## Instructions for the task
Could you print exactly the lines of the listing below, starting at the line that has "PR #18400, opened 2020-01-16" and ending at the line that has "Code was changed", and only those lines?

## Data for this exercise

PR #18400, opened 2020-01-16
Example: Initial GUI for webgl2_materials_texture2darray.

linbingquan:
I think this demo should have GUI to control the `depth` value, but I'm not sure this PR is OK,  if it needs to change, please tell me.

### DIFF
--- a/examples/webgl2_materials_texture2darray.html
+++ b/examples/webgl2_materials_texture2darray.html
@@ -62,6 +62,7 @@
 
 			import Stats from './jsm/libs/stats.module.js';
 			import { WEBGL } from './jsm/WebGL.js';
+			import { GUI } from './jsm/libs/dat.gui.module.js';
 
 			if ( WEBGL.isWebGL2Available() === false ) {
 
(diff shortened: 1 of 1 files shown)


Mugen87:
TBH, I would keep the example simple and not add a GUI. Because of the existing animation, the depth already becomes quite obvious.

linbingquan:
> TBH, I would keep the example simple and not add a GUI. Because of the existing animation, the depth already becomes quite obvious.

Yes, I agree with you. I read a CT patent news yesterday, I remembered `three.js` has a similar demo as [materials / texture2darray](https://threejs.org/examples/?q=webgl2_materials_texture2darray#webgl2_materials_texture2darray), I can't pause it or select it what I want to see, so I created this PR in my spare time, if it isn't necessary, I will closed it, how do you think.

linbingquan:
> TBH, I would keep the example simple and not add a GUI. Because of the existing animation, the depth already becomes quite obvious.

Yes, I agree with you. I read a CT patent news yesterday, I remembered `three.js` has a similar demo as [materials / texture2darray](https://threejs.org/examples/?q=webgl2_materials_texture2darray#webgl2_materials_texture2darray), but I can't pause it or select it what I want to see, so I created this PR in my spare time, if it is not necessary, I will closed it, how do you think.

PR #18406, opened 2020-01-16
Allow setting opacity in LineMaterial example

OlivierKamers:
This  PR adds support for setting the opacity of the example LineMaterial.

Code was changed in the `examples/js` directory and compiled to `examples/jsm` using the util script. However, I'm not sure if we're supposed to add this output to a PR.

==

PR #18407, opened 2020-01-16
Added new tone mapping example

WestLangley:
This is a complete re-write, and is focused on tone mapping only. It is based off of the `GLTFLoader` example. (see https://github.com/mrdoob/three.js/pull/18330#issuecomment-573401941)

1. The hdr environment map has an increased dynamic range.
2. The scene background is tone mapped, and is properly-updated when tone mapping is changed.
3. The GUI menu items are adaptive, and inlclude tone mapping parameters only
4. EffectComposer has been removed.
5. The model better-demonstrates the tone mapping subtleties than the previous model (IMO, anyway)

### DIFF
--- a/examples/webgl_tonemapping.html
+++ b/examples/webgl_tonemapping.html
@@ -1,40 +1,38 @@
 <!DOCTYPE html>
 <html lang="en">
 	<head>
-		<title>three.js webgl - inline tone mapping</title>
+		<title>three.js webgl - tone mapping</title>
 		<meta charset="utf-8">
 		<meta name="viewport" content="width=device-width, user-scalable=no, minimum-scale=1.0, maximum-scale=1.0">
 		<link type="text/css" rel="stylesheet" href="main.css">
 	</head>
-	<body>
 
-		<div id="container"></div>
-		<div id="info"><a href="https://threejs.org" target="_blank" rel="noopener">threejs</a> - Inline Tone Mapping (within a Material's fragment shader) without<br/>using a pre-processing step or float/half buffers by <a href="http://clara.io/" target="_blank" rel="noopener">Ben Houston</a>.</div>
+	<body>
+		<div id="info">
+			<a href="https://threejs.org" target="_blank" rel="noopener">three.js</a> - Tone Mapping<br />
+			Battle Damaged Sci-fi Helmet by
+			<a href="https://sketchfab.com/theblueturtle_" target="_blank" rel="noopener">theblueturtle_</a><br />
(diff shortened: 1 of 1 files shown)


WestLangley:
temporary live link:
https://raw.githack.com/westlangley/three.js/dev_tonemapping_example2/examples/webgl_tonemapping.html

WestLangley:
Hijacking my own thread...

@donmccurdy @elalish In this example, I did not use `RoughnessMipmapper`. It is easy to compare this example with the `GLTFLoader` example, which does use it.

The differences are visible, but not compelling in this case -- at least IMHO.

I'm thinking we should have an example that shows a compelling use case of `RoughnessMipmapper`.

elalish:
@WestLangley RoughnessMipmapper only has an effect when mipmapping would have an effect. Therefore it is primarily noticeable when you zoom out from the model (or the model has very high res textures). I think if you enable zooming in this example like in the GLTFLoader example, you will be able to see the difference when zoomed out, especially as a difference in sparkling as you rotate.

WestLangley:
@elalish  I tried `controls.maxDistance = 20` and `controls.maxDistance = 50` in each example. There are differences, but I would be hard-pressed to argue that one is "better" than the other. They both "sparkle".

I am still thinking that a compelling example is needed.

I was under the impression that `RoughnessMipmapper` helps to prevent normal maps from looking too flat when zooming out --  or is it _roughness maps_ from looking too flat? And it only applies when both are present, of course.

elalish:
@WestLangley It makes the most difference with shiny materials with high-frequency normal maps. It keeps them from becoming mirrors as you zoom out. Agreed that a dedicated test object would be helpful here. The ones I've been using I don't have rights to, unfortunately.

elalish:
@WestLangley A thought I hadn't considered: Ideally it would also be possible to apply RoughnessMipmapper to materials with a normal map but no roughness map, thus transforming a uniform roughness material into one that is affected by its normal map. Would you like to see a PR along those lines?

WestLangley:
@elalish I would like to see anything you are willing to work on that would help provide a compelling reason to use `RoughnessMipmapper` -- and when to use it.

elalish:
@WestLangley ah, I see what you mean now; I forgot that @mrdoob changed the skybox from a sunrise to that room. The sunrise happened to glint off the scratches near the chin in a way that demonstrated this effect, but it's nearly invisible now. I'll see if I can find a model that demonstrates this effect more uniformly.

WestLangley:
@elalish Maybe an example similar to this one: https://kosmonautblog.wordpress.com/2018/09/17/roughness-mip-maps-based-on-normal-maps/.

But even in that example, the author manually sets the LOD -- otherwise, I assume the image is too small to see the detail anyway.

...

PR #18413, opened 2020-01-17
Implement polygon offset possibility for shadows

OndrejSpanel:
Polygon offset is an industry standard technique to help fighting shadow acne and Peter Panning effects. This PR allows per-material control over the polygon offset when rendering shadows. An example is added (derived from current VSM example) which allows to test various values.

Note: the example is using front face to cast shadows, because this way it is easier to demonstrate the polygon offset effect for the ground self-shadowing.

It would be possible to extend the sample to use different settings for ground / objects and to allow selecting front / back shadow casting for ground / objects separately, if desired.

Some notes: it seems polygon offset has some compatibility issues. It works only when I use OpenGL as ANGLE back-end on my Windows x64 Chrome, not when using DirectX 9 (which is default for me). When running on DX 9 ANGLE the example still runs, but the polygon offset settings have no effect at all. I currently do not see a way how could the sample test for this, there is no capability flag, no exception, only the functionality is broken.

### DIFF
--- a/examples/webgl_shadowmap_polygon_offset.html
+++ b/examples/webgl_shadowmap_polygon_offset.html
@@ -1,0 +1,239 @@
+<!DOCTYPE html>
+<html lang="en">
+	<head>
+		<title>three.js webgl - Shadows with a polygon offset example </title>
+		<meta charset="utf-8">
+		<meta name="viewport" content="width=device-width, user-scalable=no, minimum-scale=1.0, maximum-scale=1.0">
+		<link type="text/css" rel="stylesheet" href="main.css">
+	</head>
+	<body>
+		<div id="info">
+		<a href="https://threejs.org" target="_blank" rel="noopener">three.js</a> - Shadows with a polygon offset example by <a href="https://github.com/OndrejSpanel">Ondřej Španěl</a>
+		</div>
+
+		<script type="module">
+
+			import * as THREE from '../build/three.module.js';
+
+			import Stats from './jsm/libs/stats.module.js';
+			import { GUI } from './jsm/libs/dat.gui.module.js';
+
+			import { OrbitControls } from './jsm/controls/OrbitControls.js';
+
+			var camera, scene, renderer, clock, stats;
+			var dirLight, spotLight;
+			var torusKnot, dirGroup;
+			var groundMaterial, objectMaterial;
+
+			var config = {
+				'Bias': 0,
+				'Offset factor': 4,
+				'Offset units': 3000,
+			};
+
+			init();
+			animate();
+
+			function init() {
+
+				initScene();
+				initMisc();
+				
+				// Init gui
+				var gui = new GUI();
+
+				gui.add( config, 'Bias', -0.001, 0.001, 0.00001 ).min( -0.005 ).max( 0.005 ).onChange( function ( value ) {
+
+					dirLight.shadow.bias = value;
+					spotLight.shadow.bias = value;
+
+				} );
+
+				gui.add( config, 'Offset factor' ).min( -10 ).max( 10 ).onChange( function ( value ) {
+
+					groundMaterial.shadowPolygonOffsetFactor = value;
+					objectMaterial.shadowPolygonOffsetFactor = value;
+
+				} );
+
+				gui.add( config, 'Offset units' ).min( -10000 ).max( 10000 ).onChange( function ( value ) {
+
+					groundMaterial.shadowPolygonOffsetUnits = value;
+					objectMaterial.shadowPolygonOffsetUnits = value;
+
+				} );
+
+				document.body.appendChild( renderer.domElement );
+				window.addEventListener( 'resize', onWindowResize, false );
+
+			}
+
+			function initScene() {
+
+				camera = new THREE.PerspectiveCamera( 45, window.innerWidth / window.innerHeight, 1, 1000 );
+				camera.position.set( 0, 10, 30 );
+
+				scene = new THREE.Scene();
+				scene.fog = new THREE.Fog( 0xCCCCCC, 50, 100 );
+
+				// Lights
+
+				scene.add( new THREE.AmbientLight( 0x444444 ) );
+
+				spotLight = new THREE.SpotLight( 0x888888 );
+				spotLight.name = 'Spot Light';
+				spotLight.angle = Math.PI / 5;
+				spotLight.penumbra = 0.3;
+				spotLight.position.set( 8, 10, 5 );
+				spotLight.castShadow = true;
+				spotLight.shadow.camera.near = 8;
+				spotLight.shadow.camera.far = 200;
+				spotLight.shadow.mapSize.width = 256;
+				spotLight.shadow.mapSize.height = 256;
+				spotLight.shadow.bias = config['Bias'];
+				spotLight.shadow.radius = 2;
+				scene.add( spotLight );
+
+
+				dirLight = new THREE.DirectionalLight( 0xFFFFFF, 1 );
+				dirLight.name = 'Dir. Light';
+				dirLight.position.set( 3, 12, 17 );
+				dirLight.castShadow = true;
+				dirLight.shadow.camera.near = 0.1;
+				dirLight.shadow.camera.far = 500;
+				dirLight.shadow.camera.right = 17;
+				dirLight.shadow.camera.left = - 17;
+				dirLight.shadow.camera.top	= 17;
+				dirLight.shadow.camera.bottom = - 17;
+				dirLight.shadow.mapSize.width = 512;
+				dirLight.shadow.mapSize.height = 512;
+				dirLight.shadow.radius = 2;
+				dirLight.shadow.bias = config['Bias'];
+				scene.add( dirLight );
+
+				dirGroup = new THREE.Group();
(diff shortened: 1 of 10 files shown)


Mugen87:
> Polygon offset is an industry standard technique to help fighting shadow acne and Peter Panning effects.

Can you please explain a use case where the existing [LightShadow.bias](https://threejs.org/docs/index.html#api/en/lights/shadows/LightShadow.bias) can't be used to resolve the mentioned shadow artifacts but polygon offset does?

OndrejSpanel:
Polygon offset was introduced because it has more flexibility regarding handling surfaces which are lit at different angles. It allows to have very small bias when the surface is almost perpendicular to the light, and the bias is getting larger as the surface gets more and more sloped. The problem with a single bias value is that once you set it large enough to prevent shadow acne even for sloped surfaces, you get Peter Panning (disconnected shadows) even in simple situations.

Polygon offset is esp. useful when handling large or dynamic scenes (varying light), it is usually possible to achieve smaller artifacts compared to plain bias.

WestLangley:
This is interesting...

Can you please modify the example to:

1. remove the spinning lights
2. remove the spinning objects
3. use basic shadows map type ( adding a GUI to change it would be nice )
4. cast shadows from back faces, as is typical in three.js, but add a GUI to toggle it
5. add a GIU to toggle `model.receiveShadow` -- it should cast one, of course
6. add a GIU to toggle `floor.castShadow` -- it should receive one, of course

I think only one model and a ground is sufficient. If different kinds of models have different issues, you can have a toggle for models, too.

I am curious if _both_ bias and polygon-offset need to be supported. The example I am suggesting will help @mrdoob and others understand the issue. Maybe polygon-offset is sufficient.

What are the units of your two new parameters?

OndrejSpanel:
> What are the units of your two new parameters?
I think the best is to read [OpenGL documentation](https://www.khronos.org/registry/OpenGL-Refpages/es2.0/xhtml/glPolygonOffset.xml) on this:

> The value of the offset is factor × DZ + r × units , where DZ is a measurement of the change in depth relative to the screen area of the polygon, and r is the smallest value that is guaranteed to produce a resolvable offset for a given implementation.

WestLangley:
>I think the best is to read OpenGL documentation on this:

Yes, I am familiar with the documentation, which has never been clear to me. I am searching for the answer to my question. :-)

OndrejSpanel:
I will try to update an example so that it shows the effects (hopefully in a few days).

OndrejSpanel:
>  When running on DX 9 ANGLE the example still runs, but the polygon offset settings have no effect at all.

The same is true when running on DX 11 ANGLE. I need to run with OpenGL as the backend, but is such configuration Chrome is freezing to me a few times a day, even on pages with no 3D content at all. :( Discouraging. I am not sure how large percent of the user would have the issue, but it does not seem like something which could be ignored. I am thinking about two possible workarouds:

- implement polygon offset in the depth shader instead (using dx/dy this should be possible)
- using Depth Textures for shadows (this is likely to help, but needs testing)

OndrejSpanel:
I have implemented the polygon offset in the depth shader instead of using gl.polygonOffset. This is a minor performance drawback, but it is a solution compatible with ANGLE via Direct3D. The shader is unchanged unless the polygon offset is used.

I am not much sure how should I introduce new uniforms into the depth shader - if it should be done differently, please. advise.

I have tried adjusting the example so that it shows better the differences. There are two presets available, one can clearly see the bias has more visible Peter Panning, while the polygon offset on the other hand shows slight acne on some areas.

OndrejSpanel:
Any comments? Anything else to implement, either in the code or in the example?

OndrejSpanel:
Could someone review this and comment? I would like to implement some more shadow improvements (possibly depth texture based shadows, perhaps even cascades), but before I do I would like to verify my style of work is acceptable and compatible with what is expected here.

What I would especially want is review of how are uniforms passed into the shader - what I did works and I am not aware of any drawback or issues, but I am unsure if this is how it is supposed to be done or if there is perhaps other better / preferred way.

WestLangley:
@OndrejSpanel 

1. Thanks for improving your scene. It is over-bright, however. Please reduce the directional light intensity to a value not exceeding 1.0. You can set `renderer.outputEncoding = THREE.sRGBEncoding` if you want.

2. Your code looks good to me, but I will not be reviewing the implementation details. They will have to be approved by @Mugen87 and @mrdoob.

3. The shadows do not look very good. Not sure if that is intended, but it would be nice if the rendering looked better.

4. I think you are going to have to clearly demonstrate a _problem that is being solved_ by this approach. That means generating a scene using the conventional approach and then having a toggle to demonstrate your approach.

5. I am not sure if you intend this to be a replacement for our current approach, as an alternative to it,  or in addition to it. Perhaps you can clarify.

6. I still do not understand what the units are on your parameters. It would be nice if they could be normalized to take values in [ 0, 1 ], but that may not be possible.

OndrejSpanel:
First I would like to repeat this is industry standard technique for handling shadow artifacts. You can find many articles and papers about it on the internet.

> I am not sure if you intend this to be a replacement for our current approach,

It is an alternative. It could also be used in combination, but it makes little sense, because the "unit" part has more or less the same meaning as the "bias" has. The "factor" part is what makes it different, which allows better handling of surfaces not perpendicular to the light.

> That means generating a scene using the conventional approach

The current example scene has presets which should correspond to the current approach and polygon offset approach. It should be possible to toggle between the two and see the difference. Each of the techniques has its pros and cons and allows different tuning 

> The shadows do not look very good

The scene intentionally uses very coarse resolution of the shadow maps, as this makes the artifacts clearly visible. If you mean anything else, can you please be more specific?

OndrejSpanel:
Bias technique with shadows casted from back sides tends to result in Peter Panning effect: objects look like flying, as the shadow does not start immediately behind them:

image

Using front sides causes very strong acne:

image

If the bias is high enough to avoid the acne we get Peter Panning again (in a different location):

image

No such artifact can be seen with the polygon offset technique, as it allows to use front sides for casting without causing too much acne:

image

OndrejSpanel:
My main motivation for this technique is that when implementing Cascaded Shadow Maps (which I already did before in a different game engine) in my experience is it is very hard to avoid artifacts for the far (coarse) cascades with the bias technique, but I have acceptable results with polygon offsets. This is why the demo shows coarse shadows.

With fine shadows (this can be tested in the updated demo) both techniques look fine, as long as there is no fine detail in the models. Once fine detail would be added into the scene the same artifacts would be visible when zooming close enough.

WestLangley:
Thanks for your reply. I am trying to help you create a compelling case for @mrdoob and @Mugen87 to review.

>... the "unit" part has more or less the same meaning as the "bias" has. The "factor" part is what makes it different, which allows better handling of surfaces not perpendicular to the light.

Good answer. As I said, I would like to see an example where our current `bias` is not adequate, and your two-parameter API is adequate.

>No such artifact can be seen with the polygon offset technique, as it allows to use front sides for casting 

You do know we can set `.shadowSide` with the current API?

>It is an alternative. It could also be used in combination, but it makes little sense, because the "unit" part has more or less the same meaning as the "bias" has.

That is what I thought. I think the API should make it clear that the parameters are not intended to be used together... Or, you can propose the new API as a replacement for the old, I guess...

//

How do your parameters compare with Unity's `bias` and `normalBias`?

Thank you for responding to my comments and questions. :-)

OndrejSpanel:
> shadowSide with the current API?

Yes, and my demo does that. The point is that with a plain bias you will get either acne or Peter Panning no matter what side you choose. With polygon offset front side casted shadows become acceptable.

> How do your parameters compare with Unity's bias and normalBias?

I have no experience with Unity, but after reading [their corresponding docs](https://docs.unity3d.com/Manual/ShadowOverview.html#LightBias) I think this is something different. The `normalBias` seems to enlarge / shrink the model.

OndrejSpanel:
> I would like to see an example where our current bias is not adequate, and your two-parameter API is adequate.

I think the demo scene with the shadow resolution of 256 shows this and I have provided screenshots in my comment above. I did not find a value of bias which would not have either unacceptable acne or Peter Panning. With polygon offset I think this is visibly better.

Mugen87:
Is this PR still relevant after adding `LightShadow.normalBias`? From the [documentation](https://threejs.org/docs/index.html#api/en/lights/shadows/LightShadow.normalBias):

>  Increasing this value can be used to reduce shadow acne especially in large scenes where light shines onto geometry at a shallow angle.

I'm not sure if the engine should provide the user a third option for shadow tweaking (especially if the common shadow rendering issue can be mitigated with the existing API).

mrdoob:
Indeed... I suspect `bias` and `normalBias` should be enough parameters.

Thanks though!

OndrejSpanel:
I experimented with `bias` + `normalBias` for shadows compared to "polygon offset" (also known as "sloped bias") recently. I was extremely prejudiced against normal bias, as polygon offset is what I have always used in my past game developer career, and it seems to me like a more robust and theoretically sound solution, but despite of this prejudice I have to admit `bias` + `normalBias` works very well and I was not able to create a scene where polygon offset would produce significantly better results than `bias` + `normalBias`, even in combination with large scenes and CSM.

## Expected answer
PR #18400, opened 2020-01-16
Example: Initial GUI for webgl2_materials_texture2darray.

linbingquan:
I think this demo should have GUI to control the `depth` value, but I'm not sure this PR is OK,  if it needs to change, please tell me.

### DIFF
--- a/examples/webgl2_materials_texture2darray.html
+++ b/examples/webgl2_materials_texture2darray.html
@@ -62,6 +62,7 @@
 
 			import Stats from './jsm/libs/stats.module.js';
 			import { WEBGL } from './jsm/WebGL.js';
+			import { GUI } from './jsm/libs/dat.gui.module.js';
 
 			if ( WEBGL.isWebGL2Available() === false ) {
 
(diff shortened: 1 of 1 files shown)


Mugen87:
TBH, I would keep the example simple and not add a GUI. Because of the existing animation, the depth already becomes quite obvious.

linbingquan:
> TBH, I would keep the example simple and not add a GUI. Because of the existing animation, the depth already becomes quite obvious.

Yes, I agree with you. I read a CT patent news yesterday, I remembered `three.js` has a similar demo as [materials / texture2darray](https://threejs.org/examples/?q=webgl2_materials_texture2darray#webgl2_materials_texture2darray), I can't pause it or select it what I want to see, so I created this PR in my spare time, if it isn't necessary, I will closed it, how do you think.

linbingquan:
> TBH, I would keep the example simple and not add a GUI. Because of the existing animation, the depth already becomes quite obvious.

Yes, I agree with you. I read a CT patent news yesterday, I remembered `three.js` has a similar demo as [materials / texture2darray](https://threejs.org/examples/?q=webgl2_materials_texture2darray#webgl2_materials_texture2darray), but I can't pause it or select it what I want to see, so I created this PR in my spare time, if it is not necessary, I will closed it, how do you think.

PR #18406, opened 2020-01-16
Allow setting opacity in LineMaterial example

OlivierKamers:
This  PR adds support for setting the opacity of the example LineMaterial.

Code was changed in the `examples/js` directory and compiled to `examples/jsm` using the util script. However, I'm not sure if we're supposed to add this output to a PR.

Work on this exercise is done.